Records drawn from a dataset

PR #1192, opened 2024-07-17
have createSdkContext create sdkPackage, createTcgcContext not

iscai-msft:


packages/typespec-autorest-canonical/src/emitter.ts
```diff
@@ -27,6 +27,7 @@ import {
   getVersion,
 } from "@typespec/versioning";
 import { AutorestCanonicalEmitterOptions, reportDiagnostic } from "./lib.js";
+import { TCGCContext } from "../../typespec-client-generator-core/dist/src/internal-utils.js";
```
timotheeguerin, line 30: this also need to be exported

packages/typespec-autorest/src/utils.ts
```diff
@@ -14,12 +14,13 @@ import {
 } from "@typespec/compiler";
 import { getOperationId } from "@typespec/openapi";
 import { pascalCase } from "change-case";
+import { TCGCContext } from "../../typespec-client-generator-core/dist/src/internal-utils.js";
```
timotheeguerin, line 17: same here

packages/typespec-client-generator-core/src/interfaces.ts
```diff
@@ -18,7 +22,38 @@ import {
   HttpVerb,
   Visibility,
 } from "@typespec/http";
-import { TCGCContext } from "./internal-utils.js";
+import { TspLiteralType } from "./internal-utils.js";
+
+export interface TCGCContext {
```
timotheeguerin, line 27: is there too many props here? I don't see them set in the createTCGCcontecxt?

packages/typespec-client-generator-core/src/interfaces.ts
```diff
@@ -18,7 +22,38 @@ import {
   HttpVerb,
   Visibility,
 } from "@typespec/http";
-import { TCGCContext } from "./internal-utils.js";
```
timotheeguerin, line 21: I don't see the other one being removed

packages/typespec-client-generator-core/src/interfaces.ts
iscai-msft: it currently is only adding the required props, i have optional props that are more for creating the sdk package, so I'm trying to have `createTcgcContext` create the minimal interface needed

packages/typespec-client-generator-core/src/validate.ts
```diff
@@ -16,12 +16,13 @@ import {
...
-import { getClientNameOverride } from "./decorators.js";
-import { AllScopes, clientNameKey, createTCGCContext, TCGCContext } from "./internal-utils.js";
+import { getClientNameOverride, createTCGCContext } from "./decorators.js";
+import { AllScopes, clientNameKey } from "./internal-utils.js";
 import { reportDiagnostic } from "./lib.js";
+import { TCGCContext } from "./interfaces.js";
 
 export function $onValidate(program: Program) {
-  const tcgcContext = createTCGCContext(program);
+  const tcgcContext = createTCGCContext(program, "@azure-tools/typespec-client-generator-core");
```
timotheeguerin, line 25: I feel like it is good that this was not provided

packages/typespec-client-generator-core/src/interfaces.ts
timotheeguerin: but wouldn't you want that on the `SDKContext` then?

packages/typespec-autorest/src/utils.ts
```diff
@@ -1,4 +1,4 @@
-import { SdkContext, getClientNameOverride } from "@azure-tools/typespec-client-generator-core";
+import { getClientNameOverride, TCGCContext } from "@azure-tools/typespec-client-generator-core";
```
timotheeguerin, line 1:
```suggestion
import { getClientNameOverride, type TCGCContext } from "@azure-tools/typespec-client-generator-core";
```

packages/typespec-client-generator-core/src/interfaces.ts
iscai-msft: ok that's fair, let me go ahead and do that. thanks!

packages/typespec-client-generator-core/src/validate.ts
iscai-msft: why would it be good if it wasn't applied?

timotheeguerin: We are technically in a stage where there is no specific scope so this is kinda lying and might have unexpected consequences

iscai-msft:
@timotheeguerin, circling back to the optional params in the SdkContext interface, they are actually needed in `getAllModels`, which TCGCContext needs to be able to be passed to (even though we aren't automatically calling it in `createTcgcContext`. The reason they're optional is because they're created on the fly. I've moved them back to `TcgcContext`, let me know if there's a better typescript design here that could happen though

timotheeguerin (approved):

## [TASK GOAL]
Once the records have been read, print them all again exactly.

## [FINISHED TASK]
PR #1192, opened 2024-07-17
have createSdkContext create sdkPackage, createTcgcContext not

iscai-msft:


packages/typespec-autorest-canonical/src/emitter.ts
```diff
@@ -27,6 +27,7 @@ import {
   getVersion,
 } from "@typespec/versioning";
 import { AutorestCanonicalEmitterOptions, reportDiagnostic } from "./lib.js";
+import { TCGCContext } from "../../typespec-client-generator-core/dist/src/internal-utils.js";
```
timotheeguerin, line 30: this also need to be exported

packages/typespec-autorest/src/utils.ts
```diff
@@ -14,12 +14,13 @@ import {
 } from "@typespec/compiler";
 import { getOperationId } from "@typespec/openapi";
 import { pascalCase } from "change-case";
+import { TCGCContext } from "../../typespec-client-generator-core/dist/src/internal-utils.js";
```
timotheeguerin, line 17: same here

packages/typespec-client-generator-core/src/interfaces.ts
```diff
@@ -18,7 +22,38 @@ import {
   HttpVerb,
   Visibility,
 } from "@typespec/http";
-import { TCGCContext } from "./internal-utils.js";
+import { TspLiteralType } from "./internal-utils.js";
+
+export interface TCGCContext {
```
timotheeguerin, line 27: is there too many props here? I don't see them set in the createTCGCcontecxt?

packages/typespec-client-generator-core/src/interfaces.ts
```diff
@@ -18,7 +22,38 @@ import {
   HttpVerb,
   Visibility,
 } from "@typespec/http";
-import { TCGCContext } from "./internal-utils.js";
```
timotheeguerin, line 21: I don't see the other one being removed

packages/typespec-client-generator-core/src/interfaces.ts
iscai-msft: it currently is only adding the required props, i have optional props that are more for creating the sdk package, so I'm trying to have `createTcgcContext` create the minimal interface needed

packages/typespec-client-generator-core/src/validate.ts
```diff
@@ -16,12 +16,13 @@ import {
...
-import { getClientNameOverride } from "./decorators.js";
-import { AllScopes, clientNameKey, createTCGCContext, TCGCContext } from "./internal-utils.js";
+import { getClientNameOverride, createTCGCContext } from "./decorators.js";
+import { AllScopes, clientNameKey } from "./internal-utils.js";
 import { reportDiagnostic } from "./lib.js";
+import { TCGCContext } from "./interfaces.js";
 
 export function $onValidate(program: Program) {
-  const tcgcContext = createTCGCContext(program);
+  const tcgcContext = createTCGCContext(program, "@azure-tools/typespec-client-generator-core");
```
timotheeguerin, line 25: I feel like it is good that this was not provided

packages/typespec-client-generator-core/src/interfaces.ts
timotheeguerin: but wouldn't you want that on the `SDKContext` then?

packages/typespec-autorest/src/utils.ts
```diff
@@ -1,4 +1,4 @@
-import { SdkContext, getClientNameOverride } from "@azure-tools/typespec-client-generator-core";
+import { getClientNameOverride, TCGCContext } from "@azure-tools/typespec-client-generator-core";
```
timotheeguerin, line 1:
```suggestion
import { getClientNameOverride, type TCGCContext } from "@azure-tools/typespec-client-generator-core";
```

packages/typespec-client-generator-core/src/interfaces.ts
iscai-msft: ok that's fair, let me go ahead and do that. thanks!

packages/typespec-client-generator-core/src/validate.ts
iscai-msft: why would it be good if it wasn't applied?

timotheeguerin: We are technically in a stage where there is no specific scope so this is kinda lying and might have unexpected consequences

iscai-msft:
@timotheeguerin, circling back to the optional params in the SdkContext interface, they are actually needed in `getAllModels`, which TCGCContext needs to be able to be passed to (even though we aren't automatically calling it in `createTcgcContext`. The reason they're optional is because they're created on the fly. I've moved them back to `TcgcContext`, let me know if there's a better typescript design here that could happen though

timotheeguerin (approved):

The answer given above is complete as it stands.